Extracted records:
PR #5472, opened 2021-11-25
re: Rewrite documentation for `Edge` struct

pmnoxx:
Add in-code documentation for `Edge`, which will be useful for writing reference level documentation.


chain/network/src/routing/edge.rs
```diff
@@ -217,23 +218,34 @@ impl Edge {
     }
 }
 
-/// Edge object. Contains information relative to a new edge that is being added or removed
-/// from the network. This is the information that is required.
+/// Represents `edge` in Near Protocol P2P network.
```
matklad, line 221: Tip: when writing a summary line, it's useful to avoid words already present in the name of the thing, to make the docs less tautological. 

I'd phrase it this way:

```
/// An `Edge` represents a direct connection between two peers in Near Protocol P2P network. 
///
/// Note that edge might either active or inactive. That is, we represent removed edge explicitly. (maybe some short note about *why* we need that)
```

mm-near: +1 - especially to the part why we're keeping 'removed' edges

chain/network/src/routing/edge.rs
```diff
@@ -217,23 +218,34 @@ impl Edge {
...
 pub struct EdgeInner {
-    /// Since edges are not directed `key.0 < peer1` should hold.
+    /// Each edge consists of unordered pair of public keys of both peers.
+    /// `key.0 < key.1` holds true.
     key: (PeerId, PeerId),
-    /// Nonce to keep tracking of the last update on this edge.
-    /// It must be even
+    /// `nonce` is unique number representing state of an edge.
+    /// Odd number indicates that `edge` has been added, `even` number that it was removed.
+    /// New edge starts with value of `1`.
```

# REQUIREMENT:
Please output all of the entries without changing a single character.

# ANSWER BOX:
PR #5472, opened 2021-11-25
re: Rewrite documentation for `Edge` struct

pmnoxx:
Add in-code documentation for `Edge`, which will be useful for writing reference level documentation.


chain/network/src/routing/edge.rs
```diff
@@ -217,23 +218,34 @@ impl Edge {
     }
 }
 
-/// Edge object. Contains information relative to a new edge that is being added or removed
-/// from the network. This is the information that is required.
+/// Represents `edge` in Near Protocol P2P network.
```
matklad, line 221: Tip: when writing a summary line, it's useful to avoid words already present in the name of the thing, to make the docs less tautological. 

I'd phrase it this way:

```
/// An `Edge` represents a direct connection between two peers in Near Protocol P2P network. 
///
/// Note that edge might either active or inactive. That is, we represent removed edge explicitly. (maybe some short note about *why* we need that)
```

mm-near: +1 - especially to the part why we're keeping 'removed' edges

chain/network/src/routing/edge.rs
```diff
@@ -217,23 +218,34 @@ impl Edge {
...
 pub struct EdgeInner {
-    /// Since edges are not directed `key.0 < peer1` should hold.
+    /// Each edge consists of unordered pair of public keys of both peers.
+    /// `key.0 < key.1` holds true.
     key: (PeerId, PeerId),
-    /// Nonce to keep tracking of the last update on this edge.
-    /// It must be even
+    /// `nonce` is unique number representing state of an edge.
+    /// Odd number indicates that `edge` has been added, `even` number that it was removed.
+    /// New edge starts with value of `1`.
```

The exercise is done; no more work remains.